76 First, there was no decision under regulation 17 or regulation 19(5)(b) of the IA Regulations. There was a decision that the application was out of time, that there was no jurisdiction or power to extend time, and that the application was therefore incompetent and a nullity. No right of appeal to the Full Bench therefore existed under regulation 20. Even if that were wrong, there is no right to extend time past the 21 day time limit for an appeal to the Full Bench contained in regulation 20, and it may be that the Full Bench cannot extend the time. However, that question can await its deciding another day. It has not been established that the Full Bench has jurisdiction to hear and determine this appeal, in any event, even if the appeal were not dismissible because it was out of time.
FINALLY
77 For those reasons, the justice of the matter does not lie with the applicant who has not established that it does. The equity, good conscience and substantial merits of the case have not been established to lie with the appellant. Indeed, they lie with the respondents. Further, the interests of the respondents should, for the reasons which I have expressed, supervene the interests of the appellant (see s26(1)(c) of the Act).
78 Further, the appeal to the Full Bench has not been established, for the reasons which I have expressed, to be competent.
79 I would dismiss the application to extend time within which to institute the appeal and would dismiss the appeal. In that event, all of the other applications which, of course, depend on the appeal, of course, fall away and should be dismissed.

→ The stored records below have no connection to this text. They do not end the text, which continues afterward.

PR #191, opened 2021-11-09
Time selector fix for Firefox and Safari

sreynit02:
Issue: Select picker for time input on create_event page does not allow a user to select a time on Firefox and Safari. They can only type in the time. 

Solution: We added a function to the javascript file of this page to check if the browser is Safari or Firefox and then use the Modernizr library to add the time picker that supports these two browsers. However, the time icon is not showing . 

Test: 
- navigate to create an event page in Firefox and Safari.
- result: 
timepicker


app/static/js/createEvents.js
```diff
@@ -17,11 +16,20 @@ function updateDate(obj) {
...
 }
 
+function updateTime(obj) {
+  if (obj.id == "startTime") {
+    $("#startTime").timepicker({timeFormat: 'h:mm p',});
+  }
+
+  if (obj.id == "startTime") {
+    $("#startTime").timepicker({timeFormat: 'h:mm p',});
+  }
```
BrianRamsay: These are the exact same conditionals.

BrianRamsay: Aren't you already initializing these when the document loads?

app/templates/admin/createSingleEvent.html
```diff
@@ -4,6 +4,8 @@
   {{super()}}
   <script src="/static/js/createEvents.js"></script>
   <script src="//cdnjs.cloudflare.com/ajax/libs/timepicker/1.3.5/jquery.timepicker.min.js"></script>
+  <script src="https://cdnjs.cloudflare.com/ajax/libs/modernizr/2.8.3/modernizr.min.js"></script>
+
```
BrianRamsay, line 7: We don't need modernizr anymore

app/templates/admin/createSingleEvent.html
```diff
@@ -116,17 +118,17 @@ <h1 id="title">{{page_title}}</h1>
           <div class="form-inline d-flex">
             <div  class="form-group" >
               <div class="d-inline-flex">
-                <label for="startTime"><strong>Start Time:</strong></label>
+                <label for="startTimePicker"><strong>Start Time:</strong></label>
                 {% if isEditable %}
-                  <input type='time' class="form-control timePicker" id='pickStartTime'value="{{eventData.timeStart}}"  name="timeStart" required>
+                  <input type='time' class="form-control" id='startTime'value="{{eventData.timeStart}}"  name="timeStart" onchange=updateTime(this) required>
```
BrianRamsay: The label doesn't match the id anymore

app/templates/admin/createSingleEvent.html
```diff
@@ -116,17 +118,17 @@ <h1 id="title">{{page_title}}</h1>
...
                 {% else %}
                   <p>{{ eventData.timeStart.strftime("%I: %M %p") if eventData.timeStart }}</p>
                 {% endif %}
               </div>
               <div class='form-group time d-inline-flex' style="padding: 0 0 0 2rem">
-                <label for="endTime"><strong>End Time:</strong></label>
+                <label for="endTimePicker"><strong>End Time:</strong></label>
                 {% if isEditable %}
-                  <input type='time' class="form-control timePicker" id='pickEndTime' value="{{eventData.timeEnd}}" name="timeEnd" required>
+                  <input type='time' class="form-control" id='endTime' value="{{eventData.timeEnd}}" name="timeEnd" onchange=updateTime(this) required>
```
BrianRamsay: The label doesn't match the id anymore

app/templates/admin/createSingleEvent.html
BrianRamsay: Also, since we're already doing stuff to these elements in javascript, including adding an event listener, the onchange event should also be added there.

BrianRamsay (changes requested):

app/static/js/createEvents.js
sreynit02: removed this function since we already initialized when document laods.

app/templates/admin/createSingleEvent.html
sreynit02: removed.

app/templates/admin/createSingleEvent.html
sreynit02: made label match the id. removed onchange event

app/templates/admin/createSingleEvent.html
sreynit02: made label match id

BrianRamsay (changes requested):
I would play with the options a little more on the JQuery UI selector. We don't usually use 24 hour time, and we don't need to see every time option through the night. I'd also see about changing the end time options based on what they selected in start time.

mupotsal:
> I would play with the options a little more on the JQuery UI selector. We don't usually use 24 hour time, and we don't need to see every time option through the night. I'd also see about changing the end time options based on what they selected in start time.

What timeframes should be included in the time picker?

BrianRamsay:
I would say the start options should be from 8am to 10pm, with the end options maybe from 8 to midnight. But they should be able to type any time. The validation can make sure that the end time is after the start time.

hmanalai:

80 If I am wrong in that then for the reasons which I have expressed above, the grounds are not made out as a matter of merit and the appeal should be dismissed for that reason.
81 I would for all of those reasons dismiss the appeal.
SENIOR COMMISSIONER A R BEECH:
82 I have had the advantage of reading the draft reasons for decision of his Honour the President. I agree and have nothing to add.
COMMISSIONER J H SMITH:
83 I have had the benefit of reading the reasons to be published by the President. For the reasons His Honour gives, I agree the Appeal should be dismissed and I have nothing further to add.
THE PRESIDENT:
84 For those reasons, the appeal was dismissed.